If the specific heat of water is 4.180 J/(g/°C), what mass of water can be heated from 5.0 °C to 80°C by 27.0 kJ of heat?
q = 27,000 = mass H2O x specific heat H2O x (Tfinal-Tintial)
To find the mass of water that can be heated, we can use the equation:
q = m * c * ΔT
where:
q = heat energy (in J)
m = mass of water (in g)
c = specific heat of water (in J/(g/°C))
ΔT = change in temperature (in °C)
Given:
q = 27.0 kJ = 27.0 * 1000 J
c = 4.180 J/(g/°C)
ΔT = (80 - 5) = 75 °C
Substituting the values into the equation, we get:
27.0 * 1000 J = m * 4.180 J/(g/°C) * 75 °C
Simplifying the equation:
27.0 * 1000 J = m * 313.5 J/g
Dividing both sides of the equation by 313.5 J/g:
m = (27.0 * 1000 J) / (313.5 J/g)
m = 86.238 g
Therefore, the mass of water that can be heated from 5.0 °C to 80 °C by 27.0 kJ of heat is approximately 86.2 g.
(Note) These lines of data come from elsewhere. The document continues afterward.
PR #167, opened 2025-04-15
Add support for initial state input

### LINKED ISSUE #144: add ability to input initial state into the model to allow running from arbitrary state
allow for input initial state remembering to disable p_total_pop in run_model function

M-Kusumgar:
Closes #144 

I have taken a similar approach to Pars parsing from different languages and applied to state. I have tried to reduce code duplication as much as possible but still a bit unsure about the interface! Let me know what you think.

### DIFF
--- a/R/run_model.R
+++ b/R/run_model.R
@@ -7,12 +7,18 @@
 #'   defaults to all years from 1970 to 2030. Also used to control what years
 #'   the simulation is run for. If output only 2030, simulation will be run
 #'   from `projection_start_year` passed in the `parameters` list.
+#' @param initial_state If provided, the model will run from this initial state
+#'   usually `start_from_year` should also be specified with this. (default NULL)
+#' @param start_from_year If provided, start model simulation from a particular
+#'   this year. (default 1970)
 #'
 #' @return List of model outputs
 #' @export
 run_model <- function(parameters,
                       configuration = "HivFullAgeStratification",
-                      output_years = seq(1970, 2030)) {
+                      output_years = seq(1970, 2030),
+                      initial_state = NULL,
+                      start_from_year = 1970) {
 
   if (configuration == "HivCoarseAgeStratification") {
     parameters$hAG_SPAN <- parameters[["hAG_SPAN_coarse"]]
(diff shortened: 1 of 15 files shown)


R/run_model.R
```diff
@@ -49,11 +55,39 @@ run_model <- function(parameters,
...
+
+concat_on_time_dim <- function(dat1, dat2) {
+  x <- lapply(names(dat1), function(name) {
+    con <- abind::abind(dat1[[name]], dat2[[name]])
+    dimnames(con) <- NULL
+    con
+  })
+  names(x) <- names(dat1)
+  x
+}
```
r-ash, line 113: Can we move these into test helpers? Looks like they're only used in testing atm?

src/frogger.cpp
```diff
@@ -21,12 +21,14 @@ std::vector<std::string> list_model_configurations() {
...
 }
 
-template<typename real_type, typename ModelVariant>
+template<typename ModelVariant>
 Rcpp::List simulate_model(
   const Rcpp::List parameters,
-  const std::vector<int> output_years
+  const std::vector<int> output_years,
+  const std::optional<Rcpp::List> initial_state_data,
+  std::optional<int> start_from_year
```
r-ash: Do we not want this templated on `real_type` for TMB impl? Do you know what entrypoint TMB actually uses?

R/run_model.R
```diff
@@ -7,12 +7,18 @@
...
 #'   the simulation is run for. If output only 2030, simulation will be run
 #'   from `projection_start_year` passed in the `parameters` list.
+#' @param initial_state If provided, the model will run from this initial state
+#'   usually `start_from_year` should also be specified with this. (default NULL)
+#' @param start_from_year If provided, start model simulation from a particular
+#'   this year. (default 1970)
 #'
 #' @return List of model outputs
 #' @export
 run_model <- function(parameters,
```
r-ash, line 13: I prefer a separate function here instead of using the existing one. I think it makes what the functions do easier to understand and also advertises better the fact that you can run it from a particular state. Happy to discuss if you feel different. I also like that it makes the docs simpler.

We could have
```
run_model_from_state(parameters, configuration, state, start_year, output_years)
```

And then down the line
```
run_model_single_year(parameters, configuration, state, start_year)
```

inst/include/frogger.hpp
```diff
@@ -23,25 +23,34 @@ struct Leapfrog {
   static OutputState run_model(
     const Pars& pars,
     const Options<real_type>& opts,
+    const std::optional<State> initial_state,
```
r-ash: I think I'd also be tempted to try this as 2 separate functions

```
run_model_from_state(pars, opts, state, start_year, output_years)
```

And have these 2 be the exported functions. `run_model` could create the initial state and then call `run_model_from_state`

tests/testthat/test-child-model.R
```diff
@@ -358,3 +358,17 @@ test_that("HIV related deaths among CLHIV on ART align", {
 
   expect_true(all(abs(dt$diff) < 5e-2))
 })
+
+test_that("Child model agrees when run in single years vs all years", {
```
r-ash, line 362: Nice!

r-ash (changes requested):
This looks great, I wonder about using 2 functions instead of adding the additional args to `run_model`? What do you think?

R/run_model.R
M-Kusumgar: i dont mind moving into test helpers but i was thinking these are useful for anyone running the model in this way, like both these functions are necessary for continuing the function from a particular state and aggregating the result, not sure they are just test helpers

src/frogger.cpp
M-Kusumgar: so i thought about TMB and since TMB doesnt follow the same parsing that we follow in our R adapter, which means it needs its own adapters so we wont be using this entrypoint for it

R/run_model.R
M-Kusumgar: i dont mind the separate function here, i was half on the edge of this, but no strong opinions! i had it separate at first but they share most of the code, ill just pull that out into another function as well

inst/include/frogger.hpp
M-Kusumgar: after thinking about this for a while, i think i agree with you, will make this change

R/run_model.R
r-ash: That makes sense. Maybe we should wrap the output result in a s3 type and then have these check that to formalize the interface a bit, and document and export these. We can do that down the line.

r-ash: Added an issue for that #169

r-ash (approved):
This looks great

To find the mass of water that can be heated, we can use the equation Q = mcΔT, where Q is the heat energy, m is the mass, c is the specific heat capacity, and ΔT is the change in temperature. In order to find the mass, we can rearrange the equation:
m = Q / (cΔT)
Given that Q = 27.0 kJ = 27,000 J, c = 4.180 J/(g/°C), ΔT = 80°C - 5.0°C = 75°C, we can substitute these values into the equation:
m = 27,000 J / (4.180 J/(g/°C) * 75°C)
Calculating this expression will give us the mass of water that can be heated.